◆ GIVEN RECORDS ◆
===============
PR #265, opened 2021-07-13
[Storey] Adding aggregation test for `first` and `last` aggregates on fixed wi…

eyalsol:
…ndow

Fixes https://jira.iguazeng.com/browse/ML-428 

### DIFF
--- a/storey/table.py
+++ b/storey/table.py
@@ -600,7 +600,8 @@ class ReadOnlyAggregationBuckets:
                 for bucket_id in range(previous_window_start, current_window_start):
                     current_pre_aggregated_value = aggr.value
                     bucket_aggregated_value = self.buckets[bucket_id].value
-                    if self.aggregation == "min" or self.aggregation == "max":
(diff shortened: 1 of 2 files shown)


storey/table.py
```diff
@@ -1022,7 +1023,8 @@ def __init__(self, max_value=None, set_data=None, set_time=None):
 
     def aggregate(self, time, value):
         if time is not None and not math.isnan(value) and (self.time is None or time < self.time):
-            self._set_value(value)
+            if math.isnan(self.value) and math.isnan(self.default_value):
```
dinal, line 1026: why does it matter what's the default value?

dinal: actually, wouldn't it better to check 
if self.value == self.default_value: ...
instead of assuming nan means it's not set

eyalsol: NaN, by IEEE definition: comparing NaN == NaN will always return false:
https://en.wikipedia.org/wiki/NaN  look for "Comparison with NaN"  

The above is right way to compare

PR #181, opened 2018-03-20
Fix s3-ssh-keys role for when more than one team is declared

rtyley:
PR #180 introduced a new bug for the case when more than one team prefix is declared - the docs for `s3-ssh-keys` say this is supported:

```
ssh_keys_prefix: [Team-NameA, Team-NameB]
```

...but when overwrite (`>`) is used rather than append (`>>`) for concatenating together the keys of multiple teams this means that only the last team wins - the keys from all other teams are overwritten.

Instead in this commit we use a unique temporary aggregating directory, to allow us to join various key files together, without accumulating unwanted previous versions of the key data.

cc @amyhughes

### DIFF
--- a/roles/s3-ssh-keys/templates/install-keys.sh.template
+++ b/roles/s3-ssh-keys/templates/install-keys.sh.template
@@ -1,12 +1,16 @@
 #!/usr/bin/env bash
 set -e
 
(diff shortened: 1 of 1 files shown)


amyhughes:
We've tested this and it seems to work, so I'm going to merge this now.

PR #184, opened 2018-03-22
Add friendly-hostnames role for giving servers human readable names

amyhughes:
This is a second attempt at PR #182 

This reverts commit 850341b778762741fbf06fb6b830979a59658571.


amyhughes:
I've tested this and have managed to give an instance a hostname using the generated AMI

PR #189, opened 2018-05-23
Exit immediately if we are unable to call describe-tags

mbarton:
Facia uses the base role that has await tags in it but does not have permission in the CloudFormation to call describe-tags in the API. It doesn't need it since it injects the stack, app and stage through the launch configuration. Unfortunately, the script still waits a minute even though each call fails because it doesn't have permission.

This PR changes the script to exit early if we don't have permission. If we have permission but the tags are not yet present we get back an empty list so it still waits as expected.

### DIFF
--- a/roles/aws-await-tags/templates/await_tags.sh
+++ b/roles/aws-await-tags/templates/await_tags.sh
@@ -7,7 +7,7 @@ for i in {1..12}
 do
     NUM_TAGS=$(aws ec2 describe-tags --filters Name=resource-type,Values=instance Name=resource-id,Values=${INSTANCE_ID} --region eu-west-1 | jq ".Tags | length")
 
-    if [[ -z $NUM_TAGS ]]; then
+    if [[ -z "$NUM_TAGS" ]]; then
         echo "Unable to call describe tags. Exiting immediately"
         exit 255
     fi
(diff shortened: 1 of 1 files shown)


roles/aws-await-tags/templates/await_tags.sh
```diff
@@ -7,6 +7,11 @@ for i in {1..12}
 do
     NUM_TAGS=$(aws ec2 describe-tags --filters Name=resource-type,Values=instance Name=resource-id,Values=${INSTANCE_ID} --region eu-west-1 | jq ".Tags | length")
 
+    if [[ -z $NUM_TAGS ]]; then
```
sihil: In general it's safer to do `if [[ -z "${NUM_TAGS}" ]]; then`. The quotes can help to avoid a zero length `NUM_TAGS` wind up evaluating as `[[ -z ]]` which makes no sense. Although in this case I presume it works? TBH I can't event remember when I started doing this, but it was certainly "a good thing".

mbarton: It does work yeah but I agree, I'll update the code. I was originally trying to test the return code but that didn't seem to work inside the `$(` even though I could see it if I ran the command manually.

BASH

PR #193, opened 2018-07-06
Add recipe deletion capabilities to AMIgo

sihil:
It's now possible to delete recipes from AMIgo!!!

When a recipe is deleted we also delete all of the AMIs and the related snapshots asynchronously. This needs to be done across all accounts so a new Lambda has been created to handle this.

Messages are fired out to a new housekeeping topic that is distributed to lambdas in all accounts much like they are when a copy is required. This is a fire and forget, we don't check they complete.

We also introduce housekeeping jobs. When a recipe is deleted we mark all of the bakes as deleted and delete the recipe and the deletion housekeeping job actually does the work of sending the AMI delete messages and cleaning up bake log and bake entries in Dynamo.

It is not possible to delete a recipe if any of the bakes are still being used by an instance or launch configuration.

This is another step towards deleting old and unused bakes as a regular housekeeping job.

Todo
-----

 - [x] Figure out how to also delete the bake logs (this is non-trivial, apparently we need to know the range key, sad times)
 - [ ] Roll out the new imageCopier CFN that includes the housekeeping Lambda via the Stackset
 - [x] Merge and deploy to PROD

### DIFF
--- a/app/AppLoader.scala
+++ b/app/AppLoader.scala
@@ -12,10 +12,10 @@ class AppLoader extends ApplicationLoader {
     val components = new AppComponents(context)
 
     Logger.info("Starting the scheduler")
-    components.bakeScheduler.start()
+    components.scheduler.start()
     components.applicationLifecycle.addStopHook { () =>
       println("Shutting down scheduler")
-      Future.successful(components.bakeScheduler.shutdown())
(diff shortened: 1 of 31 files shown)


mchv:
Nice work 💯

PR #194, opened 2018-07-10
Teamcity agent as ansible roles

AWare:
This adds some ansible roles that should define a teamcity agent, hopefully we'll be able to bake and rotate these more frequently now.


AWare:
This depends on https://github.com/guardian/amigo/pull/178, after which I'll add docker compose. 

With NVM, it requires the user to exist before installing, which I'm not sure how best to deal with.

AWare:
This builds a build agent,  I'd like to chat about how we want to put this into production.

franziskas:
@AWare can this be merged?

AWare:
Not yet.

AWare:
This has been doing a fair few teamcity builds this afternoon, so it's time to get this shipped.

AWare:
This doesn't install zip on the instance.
===============
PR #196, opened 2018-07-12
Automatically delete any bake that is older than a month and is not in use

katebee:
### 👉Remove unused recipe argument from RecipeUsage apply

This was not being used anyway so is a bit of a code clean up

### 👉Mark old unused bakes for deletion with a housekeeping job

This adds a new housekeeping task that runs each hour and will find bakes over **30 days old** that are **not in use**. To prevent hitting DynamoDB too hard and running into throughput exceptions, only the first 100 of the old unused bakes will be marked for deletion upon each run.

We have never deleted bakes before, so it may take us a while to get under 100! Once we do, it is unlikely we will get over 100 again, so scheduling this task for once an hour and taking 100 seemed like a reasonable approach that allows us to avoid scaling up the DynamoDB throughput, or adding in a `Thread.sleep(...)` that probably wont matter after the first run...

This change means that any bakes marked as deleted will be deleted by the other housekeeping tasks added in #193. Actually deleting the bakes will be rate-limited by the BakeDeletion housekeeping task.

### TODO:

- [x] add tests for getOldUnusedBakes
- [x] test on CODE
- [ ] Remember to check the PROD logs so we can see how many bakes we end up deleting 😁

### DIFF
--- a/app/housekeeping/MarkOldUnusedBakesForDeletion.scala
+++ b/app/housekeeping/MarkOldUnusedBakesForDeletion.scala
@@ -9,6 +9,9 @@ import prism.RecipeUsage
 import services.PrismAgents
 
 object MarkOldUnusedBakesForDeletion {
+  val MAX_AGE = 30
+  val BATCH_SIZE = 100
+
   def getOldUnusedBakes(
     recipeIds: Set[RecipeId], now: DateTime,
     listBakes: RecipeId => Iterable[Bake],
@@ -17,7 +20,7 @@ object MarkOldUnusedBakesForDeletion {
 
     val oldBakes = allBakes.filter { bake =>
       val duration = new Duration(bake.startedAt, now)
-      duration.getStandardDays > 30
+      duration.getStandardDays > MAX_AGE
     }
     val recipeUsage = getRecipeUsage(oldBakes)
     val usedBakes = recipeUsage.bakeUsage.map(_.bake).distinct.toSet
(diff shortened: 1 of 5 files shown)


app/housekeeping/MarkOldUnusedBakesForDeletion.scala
===============
◆ WORK TO BE COMPLETED ◆
Bring together all lines of the entries above in which the string "first" occurs.

◆ RESPONSE TO THE TASK ◆
[Storey] Adding aggregation test for `first` and `last` aggregates on fixed wi…
This adds a new housekeeping task that runs each hour and will find bakes over **30 days old** that are **not in use**. To prevent hitting DynamoDB too hard and running into throughput exceptions, only the first 100 of the old unused bakes will be marked for deletion upon each run.
We have never deleted bakes before, so it may take us a while to get under 100! Once we do, it is unlikely we will get over 100 again, so scheduling this task for once an hour and taking 100 seemed like a reasonable approach that allows us to avoid scaling up the DynamoDB throughput, or adding in a `Thread.sleep(...)` that probably wont matter after the first run...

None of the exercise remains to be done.